TASK BRIEF:
Return every line from the records below that has the word "phantomjs".

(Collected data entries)
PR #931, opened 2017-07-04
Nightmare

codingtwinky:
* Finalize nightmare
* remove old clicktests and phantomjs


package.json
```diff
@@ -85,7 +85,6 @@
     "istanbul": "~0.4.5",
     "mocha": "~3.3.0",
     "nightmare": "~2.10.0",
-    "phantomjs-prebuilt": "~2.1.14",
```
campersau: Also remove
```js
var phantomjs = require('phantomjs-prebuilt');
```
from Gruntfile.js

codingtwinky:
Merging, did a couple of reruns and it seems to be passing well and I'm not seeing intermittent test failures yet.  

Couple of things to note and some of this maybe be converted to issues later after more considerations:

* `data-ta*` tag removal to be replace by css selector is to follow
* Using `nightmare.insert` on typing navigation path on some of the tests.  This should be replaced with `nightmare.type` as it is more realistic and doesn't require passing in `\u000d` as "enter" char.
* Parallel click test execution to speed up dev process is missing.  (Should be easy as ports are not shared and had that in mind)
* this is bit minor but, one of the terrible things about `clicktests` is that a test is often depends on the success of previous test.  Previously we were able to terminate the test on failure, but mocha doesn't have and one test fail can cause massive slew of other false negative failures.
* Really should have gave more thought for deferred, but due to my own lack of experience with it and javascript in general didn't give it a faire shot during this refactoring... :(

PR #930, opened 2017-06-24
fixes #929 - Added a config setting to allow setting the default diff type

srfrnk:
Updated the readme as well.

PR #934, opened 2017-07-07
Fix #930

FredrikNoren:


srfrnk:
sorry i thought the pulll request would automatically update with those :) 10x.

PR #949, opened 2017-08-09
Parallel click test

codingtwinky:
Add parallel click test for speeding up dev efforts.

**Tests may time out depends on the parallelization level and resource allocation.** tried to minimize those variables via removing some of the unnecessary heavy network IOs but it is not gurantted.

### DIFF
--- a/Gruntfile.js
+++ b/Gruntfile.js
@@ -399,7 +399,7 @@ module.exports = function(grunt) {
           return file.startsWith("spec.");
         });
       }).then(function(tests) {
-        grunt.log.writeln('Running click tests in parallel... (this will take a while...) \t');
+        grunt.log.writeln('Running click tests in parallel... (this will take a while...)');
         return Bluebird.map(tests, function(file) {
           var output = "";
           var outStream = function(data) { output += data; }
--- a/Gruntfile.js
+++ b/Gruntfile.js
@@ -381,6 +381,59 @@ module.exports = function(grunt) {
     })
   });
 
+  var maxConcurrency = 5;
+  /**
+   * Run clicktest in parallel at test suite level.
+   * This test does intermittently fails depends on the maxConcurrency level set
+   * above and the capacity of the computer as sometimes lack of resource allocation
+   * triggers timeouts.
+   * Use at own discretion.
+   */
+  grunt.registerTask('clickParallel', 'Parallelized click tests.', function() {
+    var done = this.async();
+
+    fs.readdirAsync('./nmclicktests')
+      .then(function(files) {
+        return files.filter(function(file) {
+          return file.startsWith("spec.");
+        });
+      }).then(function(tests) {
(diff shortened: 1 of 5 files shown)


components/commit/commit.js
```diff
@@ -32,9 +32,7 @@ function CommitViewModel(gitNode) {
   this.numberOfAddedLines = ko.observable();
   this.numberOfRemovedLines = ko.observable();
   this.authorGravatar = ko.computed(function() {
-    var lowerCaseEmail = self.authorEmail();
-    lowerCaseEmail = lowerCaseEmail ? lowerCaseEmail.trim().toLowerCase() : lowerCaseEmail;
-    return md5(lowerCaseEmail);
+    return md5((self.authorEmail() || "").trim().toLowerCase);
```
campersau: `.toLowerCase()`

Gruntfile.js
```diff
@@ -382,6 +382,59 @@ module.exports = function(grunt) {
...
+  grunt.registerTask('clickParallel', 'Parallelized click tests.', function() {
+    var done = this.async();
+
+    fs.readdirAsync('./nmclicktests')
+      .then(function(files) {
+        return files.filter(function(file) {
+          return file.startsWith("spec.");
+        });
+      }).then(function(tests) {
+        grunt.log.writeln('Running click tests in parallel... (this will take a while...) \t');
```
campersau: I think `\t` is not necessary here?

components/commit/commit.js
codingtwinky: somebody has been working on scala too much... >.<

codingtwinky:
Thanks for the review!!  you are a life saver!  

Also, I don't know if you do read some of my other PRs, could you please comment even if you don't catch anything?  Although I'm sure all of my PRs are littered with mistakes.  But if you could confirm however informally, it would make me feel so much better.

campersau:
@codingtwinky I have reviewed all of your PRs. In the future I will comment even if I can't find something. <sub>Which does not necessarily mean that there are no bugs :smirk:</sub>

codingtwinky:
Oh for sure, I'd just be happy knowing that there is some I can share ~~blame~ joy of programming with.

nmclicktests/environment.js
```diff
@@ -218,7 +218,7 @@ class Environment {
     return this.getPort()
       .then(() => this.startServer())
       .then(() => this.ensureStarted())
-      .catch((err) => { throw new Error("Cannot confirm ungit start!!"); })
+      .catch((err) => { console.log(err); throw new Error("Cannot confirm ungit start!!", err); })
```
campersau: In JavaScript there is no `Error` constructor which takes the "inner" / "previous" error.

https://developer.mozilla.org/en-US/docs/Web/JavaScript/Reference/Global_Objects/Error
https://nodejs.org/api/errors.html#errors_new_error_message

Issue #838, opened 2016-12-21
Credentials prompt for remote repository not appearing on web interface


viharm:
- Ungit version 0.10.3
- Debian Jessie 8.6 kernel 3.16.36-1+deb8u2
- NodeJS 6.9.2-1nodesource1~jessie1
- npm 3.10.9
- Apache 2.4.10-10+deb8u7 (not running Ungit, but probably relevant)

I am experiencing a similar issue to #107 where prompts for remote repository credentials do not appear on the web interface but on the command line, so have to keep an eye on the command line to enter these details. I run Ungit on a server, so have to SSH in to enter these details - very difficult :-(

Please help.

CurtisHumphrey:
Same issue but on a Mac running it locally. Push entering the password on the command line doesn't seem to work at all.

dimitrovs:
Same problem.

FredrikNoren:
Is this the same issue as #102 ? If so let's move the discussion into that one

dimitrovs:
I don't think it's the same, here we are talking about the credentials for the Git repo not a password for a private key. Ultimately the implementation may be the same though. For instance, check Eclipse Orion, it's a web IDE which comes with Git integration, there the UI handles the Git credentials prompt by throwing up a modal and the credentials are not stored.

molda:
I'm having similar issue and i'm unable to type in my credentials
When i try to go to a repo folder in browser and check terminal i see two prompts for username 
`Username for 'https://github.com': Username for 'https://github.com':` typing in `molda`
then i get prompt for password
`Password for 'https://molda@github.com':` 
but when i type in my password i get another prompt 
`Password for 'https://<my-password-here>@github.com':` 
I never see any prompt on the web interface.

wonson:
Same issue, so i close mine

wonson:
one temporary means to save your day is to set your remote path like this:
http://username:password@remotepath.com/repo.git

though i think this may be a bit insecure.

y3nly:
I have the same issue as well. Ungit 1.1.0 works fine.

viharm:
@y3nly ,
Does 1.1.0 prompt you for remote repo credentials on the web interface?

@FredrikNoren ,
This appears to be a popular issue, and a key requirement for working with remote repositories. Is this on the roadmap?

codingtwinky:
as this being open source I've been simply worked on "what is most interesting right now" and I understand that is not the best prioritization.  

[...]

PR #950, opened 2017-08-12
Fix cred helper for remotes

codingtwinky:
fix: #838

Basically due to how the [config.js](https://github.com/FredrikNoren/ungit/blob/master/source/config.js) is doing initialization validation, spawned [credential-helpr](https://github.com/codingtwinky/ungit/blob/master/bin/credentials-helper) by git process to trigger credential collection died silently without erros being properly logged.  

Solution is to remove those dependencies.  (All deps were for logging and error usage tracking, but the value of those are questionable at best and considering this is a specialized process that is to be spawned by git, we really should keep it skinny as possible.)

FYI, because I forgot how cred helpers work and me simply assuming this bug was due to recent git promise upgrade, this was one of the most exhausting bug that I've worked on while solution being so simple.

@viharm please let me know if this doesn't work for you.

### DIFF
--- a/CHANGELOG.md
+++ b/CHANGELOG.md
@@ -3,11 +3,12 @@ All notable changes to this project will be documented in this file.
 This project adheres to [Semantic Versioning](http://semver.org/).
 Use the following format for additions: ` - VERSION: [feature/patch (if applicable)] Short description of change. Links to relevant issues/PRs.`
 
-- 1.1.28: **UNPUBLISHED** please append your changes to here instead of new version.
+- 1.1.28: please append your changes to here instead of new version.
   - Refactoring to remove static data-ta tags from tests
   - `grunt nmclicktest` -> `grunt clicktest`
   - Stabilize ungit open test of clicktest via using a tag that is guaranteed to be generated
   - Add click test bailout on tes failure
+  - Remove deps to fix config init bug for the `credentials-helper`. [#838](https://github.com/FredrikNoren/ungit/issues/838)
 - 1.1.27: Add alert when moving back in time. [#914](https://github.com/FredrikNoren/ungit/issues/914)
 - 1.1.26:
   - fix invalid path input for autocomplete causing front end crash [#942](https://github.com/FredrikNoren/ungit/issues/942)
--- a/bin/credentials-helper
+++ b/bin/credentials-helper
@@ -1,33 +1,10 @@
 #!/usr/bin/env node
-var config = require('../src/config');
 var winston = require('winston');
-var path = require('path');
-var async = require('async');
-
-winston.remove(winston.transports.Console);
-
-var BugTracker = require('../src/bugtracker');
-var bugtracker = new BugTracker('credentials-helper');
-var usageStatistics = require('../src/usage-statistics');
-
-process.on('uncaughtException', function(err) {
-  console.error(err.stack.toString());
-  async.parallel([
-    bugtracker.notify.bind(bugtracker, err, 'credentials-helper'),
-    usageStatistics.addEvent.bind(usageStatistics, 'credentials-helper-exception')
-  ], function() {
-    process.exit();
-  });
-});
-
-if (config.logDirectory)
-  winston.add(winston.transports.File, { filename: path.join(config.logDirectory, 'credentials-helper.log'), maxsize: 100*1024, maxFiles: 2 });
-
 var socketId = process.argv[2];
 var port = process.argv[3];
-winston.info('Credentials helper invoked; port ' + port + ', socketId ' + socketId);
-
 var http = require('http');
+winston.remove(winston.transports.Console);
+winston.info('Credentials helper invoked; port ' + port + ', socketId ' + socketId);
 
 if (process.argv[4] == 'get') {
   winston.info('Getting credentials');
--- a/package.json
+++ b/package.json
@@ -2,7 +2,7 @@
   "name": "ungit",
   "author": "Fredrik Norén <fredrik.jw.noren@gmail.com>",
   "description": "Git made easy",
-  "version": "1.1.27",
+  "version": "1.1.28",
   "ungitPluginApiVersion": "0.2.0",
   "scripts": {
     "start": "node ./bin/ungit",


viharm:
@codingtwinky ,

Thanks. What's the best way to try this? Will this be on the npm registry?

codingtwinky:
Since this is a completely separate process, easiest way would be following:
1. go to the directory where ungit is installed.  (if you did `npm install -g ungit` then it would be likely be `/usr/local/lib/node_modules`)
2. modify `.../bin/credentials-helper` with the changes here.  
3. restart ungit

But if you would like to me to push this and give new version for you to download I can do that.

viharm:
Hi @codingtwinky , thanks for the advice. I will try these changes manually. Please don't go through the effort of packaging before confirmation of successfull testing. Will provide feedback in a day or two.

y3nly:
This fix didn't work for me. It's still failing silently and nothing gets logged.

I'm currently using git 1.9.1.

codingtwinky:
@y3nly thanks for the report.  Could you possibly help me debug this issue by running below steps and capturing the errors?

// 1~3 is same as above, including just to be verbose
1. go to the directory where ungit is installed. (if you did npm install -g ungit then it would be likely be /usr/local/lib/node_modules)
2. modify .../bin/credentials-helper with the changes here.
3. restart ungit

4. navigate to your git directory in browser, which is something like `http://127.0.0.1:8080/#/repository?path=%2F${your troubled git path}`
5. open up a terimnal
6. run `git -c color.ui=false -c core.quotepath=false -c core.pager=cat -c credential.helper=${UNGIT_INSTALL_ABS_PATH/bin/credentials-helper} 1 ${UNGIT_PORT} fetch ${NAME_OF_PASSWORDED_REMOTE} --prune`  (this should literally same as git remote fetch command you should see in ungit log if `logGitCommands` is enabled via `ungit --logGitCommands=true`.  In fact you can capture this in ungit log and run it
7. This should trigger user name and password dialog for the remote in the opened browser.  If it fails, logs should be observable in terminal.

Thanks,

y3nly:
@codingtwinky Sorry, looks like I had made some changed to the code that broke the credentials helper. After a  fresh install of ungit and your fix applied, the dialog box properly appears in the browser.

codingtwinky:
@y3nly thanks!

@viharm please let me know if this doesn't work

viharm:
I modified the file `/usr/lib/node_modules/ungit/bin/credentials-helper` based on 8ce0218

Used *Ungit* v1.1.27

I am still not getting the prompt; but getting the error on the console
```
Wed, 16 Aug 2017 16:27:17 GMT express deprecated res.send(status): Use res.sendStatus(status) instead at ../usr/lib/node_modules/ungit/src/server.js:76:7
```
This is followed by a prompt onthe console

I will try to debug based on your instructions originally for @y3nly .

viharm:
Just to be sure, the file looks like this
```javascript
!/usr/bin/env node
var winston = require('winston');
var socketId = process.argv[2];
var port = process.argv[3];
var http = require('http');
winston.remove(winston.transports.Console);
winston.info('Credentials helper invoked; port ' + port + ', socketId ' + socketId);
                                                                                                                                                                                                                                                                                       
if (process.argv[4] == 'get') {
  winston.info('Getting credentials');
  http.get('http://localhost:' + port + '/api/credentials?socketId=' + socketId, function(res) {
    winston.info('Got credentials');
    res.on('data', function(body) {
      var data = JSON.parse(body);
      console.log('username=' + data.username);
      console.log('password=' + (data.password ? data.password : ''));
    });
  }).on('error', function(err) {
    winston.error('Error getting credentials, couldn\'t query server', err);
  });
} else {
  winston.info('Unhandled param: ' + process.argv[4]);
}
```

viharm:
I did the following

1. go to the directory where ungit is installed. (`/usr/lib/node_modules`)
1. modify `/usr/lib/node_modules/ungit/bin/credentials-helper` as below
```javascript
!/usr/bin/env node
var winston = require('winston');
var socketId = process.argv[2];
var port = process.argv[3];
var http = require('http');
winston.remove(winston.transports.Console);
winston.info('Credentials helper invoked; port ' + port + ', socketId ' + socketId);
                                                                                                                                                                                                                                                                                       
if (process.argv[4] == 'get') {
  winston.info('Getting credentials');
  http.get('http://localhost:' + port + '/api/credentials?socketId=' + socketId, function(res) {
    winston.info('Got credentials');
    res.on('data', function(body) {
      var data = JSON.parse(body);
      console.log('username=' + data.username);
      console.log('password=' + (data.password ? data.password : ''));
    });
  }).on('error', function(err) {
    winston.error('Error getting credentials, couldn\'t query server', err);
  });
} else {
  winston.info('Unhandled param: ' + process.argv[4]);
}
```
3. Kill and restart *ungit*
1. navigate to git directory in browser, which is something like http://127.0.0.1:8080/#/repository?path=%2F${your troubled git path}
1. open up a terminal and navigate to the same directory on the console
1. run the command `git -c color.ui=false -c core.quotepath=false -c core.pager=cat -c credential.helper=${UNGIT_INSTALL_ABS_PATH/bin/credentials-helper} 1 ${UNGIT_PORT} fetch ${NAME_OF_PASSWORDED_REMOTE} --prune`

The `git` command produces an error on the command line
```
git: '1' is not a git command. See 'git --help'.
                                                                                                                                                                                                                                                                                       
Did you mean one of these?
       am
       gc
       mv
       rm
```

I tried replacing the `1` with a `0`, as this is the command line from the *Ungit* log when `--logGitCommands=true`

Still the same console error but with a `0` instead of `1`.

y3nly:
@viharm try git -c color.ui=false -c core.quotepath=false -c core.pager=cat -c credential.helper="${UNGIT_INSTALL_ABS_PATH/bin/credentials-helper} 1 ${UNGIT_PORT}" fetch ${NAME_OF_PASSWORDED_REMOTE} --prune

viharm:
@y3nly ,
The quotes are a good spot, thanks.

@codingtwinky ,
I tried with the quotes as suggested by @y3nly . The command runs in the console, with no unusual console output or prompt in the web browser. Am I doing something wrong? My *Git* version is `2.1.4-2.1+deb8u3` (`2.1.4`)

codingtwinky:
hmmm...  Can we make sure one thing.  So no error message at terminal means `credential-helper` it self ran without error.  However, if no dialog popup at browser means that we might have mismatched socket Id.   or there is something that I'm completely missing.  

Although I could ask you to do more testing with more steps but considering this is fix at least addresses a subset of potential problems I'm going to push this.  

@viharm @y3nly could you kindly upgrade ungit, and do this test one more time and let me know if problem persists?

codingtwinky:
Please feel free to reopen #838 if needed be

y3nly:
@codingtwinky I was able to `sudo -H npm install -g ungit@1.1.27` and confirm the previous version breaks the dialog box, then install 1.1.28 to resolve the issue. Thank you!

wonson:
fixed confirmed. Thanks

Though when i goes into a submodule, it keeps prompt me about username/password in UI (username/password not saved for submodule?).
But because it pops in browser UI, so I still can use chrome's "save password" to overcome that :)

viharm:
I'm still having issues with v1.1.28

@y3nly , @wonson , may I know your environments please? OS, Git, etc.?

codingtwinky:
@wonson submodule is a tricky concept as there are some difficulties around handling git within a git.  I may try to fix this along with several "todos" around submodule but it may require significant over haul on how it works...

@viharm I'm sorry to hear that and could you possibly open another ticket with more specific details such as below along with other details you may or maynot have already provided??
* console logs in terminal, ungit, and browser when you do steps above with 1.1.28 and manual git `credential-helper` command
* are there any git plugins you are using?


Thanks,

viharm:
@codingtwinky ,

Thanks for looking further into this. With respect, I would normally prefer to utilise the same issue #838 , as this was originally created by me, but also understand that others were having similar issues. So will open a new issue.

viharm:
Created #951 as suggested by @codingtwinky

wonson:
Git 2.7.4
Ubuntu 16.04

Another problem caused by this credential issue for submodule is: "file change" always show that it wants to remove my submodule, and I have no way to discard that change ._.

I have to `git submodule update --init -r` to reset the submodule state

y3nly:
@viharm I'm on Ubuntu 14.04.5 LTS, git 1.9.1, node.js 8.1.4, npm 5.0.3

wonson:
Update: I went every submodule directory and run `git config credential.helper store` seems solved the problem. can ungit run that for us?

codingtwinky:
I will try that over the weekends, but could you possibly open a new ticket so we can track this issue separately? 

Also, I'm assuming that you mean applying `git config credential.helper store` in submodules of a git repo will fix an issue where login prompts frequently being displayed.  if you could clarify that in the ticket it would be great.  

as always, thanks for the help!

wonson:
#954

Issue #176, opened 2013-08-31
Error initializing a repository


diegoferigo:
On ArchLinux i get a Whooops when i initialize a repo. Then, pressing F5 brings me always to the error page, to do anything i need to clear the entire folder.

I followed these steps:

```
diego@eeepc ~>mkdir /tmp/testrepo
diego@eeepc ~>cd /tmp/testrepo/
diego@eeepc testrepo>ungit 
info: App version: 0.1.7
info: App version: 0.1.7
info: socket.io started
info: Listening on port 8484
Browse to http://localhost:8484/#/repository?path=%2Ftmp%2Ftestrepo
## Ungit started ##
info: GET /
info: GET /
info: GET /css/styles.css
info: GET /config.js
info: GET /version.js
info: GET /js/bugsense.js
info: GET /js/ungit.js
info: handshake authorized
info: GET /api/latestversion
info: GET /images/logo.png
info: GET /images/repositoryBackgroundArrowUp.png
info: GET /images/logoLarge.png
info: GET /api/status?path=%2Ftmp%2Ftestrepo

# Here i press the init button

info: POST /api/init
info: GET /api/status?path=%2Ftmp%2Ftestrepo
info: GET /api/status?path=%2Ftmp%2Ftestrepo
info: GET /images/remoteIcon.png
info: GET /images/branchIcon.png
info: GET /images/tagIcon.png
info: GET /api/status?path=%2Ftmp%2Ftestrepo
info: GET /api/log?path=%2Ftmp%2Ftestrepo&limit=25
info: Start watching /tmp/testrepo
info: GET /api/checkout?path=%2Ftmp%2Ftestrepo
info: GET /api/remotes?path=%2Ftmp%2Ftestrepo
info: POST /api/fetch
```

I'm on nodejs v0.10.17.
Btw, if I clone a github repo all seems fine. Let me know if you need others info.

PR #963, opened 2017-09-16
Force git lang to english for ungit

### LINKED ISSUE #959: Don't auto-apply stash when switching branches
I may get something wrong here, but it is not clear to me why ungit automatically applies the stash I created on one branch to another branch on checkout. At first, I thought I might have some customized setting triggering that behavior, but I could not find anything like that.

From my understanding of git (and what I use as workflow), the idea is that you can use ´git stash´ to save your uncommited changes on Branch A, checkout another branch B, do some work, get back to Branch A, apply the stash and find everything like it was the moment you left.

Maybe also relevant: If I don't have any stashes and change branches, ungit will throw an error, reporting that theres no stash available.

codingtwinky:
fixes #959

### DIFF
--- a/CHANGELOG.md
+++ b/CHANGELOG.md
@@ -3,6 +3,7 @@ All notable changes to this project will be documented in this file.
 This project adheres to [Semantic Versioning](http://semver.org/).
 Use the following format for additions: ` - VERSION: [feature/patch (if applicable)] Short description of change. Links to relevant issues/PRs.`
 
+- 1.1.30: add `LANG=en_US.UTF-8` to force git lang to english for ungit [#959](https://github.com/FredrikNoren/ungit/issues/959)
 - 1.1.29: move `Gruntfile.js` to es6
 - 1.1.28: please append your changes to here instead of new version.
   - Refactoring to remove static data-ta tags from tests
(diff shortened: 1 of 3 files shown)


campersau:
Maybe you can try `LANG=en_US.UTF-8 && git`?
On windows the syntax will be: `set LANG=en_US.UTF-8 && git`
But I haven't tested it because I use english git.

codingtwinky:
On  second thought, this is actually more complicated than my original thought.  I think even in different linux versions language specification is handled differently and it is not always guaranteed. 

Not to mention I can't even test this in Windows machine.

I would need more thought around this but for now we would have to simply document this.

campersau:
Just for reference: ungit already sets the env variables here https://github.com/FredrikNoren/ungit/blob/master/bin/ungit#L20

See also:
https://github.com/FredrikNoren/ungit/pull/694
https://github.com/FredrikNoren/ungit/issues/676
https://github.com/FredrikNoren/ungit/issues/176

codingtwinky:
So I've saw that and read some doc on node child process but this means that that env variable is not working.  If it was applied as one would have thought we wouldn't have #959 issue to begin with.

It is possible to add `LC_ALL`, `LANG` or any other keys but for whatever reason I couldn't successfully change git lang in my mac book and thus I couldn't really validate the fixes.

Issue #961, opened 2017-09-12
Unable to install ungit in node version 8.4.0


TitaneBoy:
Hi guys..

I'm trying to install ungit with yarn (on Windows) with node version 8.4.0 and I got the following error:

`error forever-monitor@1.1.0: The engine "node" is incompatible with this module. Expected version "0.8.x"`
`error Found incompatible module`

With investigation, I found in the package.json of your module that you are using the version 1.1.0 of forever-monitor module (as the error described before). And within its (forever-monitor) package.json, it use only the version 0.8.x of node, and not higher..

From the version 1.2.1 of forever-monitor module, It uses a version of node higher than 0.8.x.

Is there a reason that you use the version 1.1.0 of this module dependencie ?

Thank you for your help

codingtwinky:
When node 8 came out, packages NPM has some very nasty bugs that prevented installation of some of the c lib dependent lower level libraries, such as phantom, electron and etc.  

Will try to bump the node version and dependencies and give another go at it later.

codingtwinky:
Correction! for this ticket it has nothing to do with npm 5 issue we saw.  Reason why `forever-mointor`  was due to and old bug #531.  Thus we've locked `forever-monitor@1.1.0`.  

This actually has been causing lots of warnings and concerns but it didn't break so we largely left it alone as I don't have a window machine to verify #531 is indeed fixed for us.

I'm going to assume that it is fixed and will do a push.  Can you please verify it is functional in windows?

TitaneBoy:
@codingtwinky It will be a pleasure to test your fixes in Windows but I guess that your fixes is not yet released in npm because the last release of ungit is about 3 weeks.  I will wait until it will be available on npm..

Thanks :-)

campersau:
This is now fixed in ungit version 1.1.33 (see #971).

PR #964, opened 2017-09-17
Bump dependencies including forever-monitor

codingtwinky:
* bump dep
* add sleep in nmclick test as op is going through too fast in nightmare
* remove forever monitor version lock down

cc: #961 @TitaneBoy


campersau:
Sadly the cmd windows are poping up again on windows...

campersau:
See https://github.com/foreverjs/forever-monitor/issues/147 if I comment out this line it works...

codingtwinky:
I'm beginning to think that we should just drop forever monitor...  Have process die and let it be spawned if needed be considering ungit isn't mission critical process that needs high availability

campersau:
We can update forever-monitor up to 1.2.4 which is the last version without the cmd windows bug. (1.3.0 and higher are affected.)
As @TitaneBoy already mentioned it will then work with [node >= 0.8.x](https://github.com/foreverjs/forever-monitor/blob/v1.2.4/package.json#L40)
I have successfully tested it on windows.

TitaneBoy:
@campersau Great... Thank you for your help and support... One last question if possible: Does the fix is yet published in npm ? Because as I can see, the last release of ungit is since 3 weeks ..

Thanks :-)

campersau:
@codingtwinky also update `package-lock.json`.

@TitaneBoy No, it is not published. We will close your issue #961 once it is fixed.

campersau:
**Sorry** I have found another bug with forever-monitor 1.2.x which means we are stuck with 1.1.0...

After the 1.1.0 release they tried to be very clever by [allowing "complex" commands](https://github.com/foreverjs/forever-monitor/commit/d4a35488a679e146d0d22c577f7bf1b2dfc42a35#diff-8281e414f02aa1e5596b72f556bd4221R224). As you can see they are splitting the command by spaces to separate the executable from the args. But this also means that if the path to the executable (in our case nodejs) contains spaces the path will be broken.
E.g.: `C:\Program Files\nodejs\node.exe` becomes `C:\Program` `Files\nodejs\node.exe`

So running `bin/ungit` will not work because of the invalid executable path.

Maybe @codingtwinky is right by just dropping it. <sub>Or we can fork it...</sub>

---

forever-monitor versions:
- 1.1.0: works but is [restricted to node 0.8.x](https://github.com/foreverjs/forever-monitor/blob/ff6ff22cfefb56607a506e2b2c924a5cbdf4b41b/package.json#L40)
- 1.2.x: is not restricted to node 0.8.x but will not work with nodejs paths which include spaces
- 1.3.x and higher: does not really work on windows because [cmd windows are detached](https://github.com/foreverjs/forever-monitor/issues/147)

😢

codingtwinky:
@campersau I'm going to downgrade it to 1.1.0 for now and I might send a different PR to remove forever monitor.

RESULT OF THE EXERCISE:
* remove old clicktests and phantomjs
-    "phantomjs-prebuilt": "~2.1.14",
var phantomjs = require('phantomjs-prebuilt');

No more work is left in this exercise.